This article was originally published in ENGLISH TEACHING professional, Issue 8, July 1998. © Copyright Andrew Littlejohn. 
Further articles and resources by Andrew Littlejohn are available at www.AndrewLittlejohn.net

As the clock turns quickly towards the new millennium, there is a need to consider where we are now and what lies ahead.  Much of our classroom practice has a very long heritage, and draws on ideas shaped in a world very different from the one which we will inhabit in the years to come.  This paper will explore some of the social and technological changes that  we are predicted to experience into the next century and how these may bear on the practice of language teaching.  These may include, for example, the increasing effects of so-called "McDonaldisation", processes of 'de-skilling' and 're-skilling', the displacement of national boundaries in favour of 'globalisation' and 'globalisation', and new forms of literacy.  

As educators, we need to take into account the implications that social and technological change may have for the practice of language teaching, and to see our work in the context of such change so that , as educators we may be able to contribute to the creation of the social world which we hope for.  Many commentators take a pessimistic view of the future, but it is clear that social and technological developments can offer both constraints and numerous opportunities.  I will emphasise a shift from syllabus towards methodology, ideas from critical pedagogy, the need to structure the development of student decision-making, and a preparation for change.   I will also give many practical examples of what this can entail in classroom work.



When I was just a little girl, I asked my mother what will I be?

Will I be pretty? Will I be rich? Here’s what she said to me:

Que será, será, Whatever will be, will be.

The future's not ours to see. Que será, será 

So ran the sentiments of Doris Day in the mid-1950s, just half a century ago from where we stand now.  This was a time of seeming confidence in the present and the future, that “whatever will be” will be fine.  “You’ve never had it so good”, British Prime Minister Macmillan declared.  In the West, this was a time of great optimism, dominated by the idea that we can improve ourselves and our environment, and that social, economic, intellectual and spiritual advance can all be planned for.

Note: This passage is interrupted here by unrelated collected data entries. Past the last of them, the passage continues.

PR #450, opened 2026-08-27
4/8 — The instant email finally says what the dashboard says, and links back to us

Ranjith36963:
Stacked on #449.

**This one changes the email every user receives. Read it before merging.**

Instant is the **default** notify mode, and it was the worst message the product could produce. One line did two kinds of damage:

```python
body = f"Job360 match: {title}\n{apply_url}"
```

## W-17 — no score, no verdict, no reason, no salary

Everything that answers *"why am I being told about this?"* was missing — while the **digest path already had all of it** via `build_decision_card`. Two users on different settings received different products, and the default one was the poor one.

The signs of this rational, technical approach to the problems confronting us could be seen in every area of society – while Frank Lloyd Wright was designing houses which would blend into the environment and Utzon was putting finishing touches to the sail designs of the Sydney Opera House, automobile engineers were busy refining aerodynamics so that a car would move as effortlessly as a bird through the air.  While architects were designing ‘palaces for the masses’ – the high rise buildings that came to dominate city skylines in the 1960s -  aeronautics engineers were beginning work on Concorde, the plane that would revolutionise air travel. Furniture and appliance manufacturers were producing sleek, mathematically symmetrical designs for tables, beds, cupboards, and cookers and “the lucky housewife” was greeted with one new technical innovation after another in the kitchen.  

What has all this got to do with language education?    Well, one of the first points that I would like to make is that I think we can learn a lot about our future by looking back.   In other words, it is important to see that our work in a social and historical context, since, like any other area of social life, language education is likely to be responsive in its form and scope of concern to the ‘zeitgeist’ or spirit of the times.  In the case of the late 1950s and 1960s, for example, it is not surprising that the emphasis on rational, technical solutions was also reflected in thought in language teaching then.  A dominant concern, for example, was to find “the single right method”, the simplicity of behaviourist conceptions of learning and the introduction of language laboratories and mim-mem as a technical methodology which would enable “the masses” to learn.  And, as the late 1960s gave way to social fragmentation and the illusion of Doris Day’s era became clear, it was also no coincidence that the rise in “alternative” ways of living, self-help groups, a rejection of “the establishment”, and the emergence of ‘do it yourself’ philosophies were accompanied by a similar fracturing in language teaching thought. Into the 1970s we have the seeds of a concern with humanistic, ‘whole person’ issues in the classroom, learner-centred teaching, the arrival of self-access centres and the mushrooming of numerous ‘fringe’ methodologies (mostly described rather than practised, in fact), all of which aimed at rejecting the established language teaching orthodoxy of the times. 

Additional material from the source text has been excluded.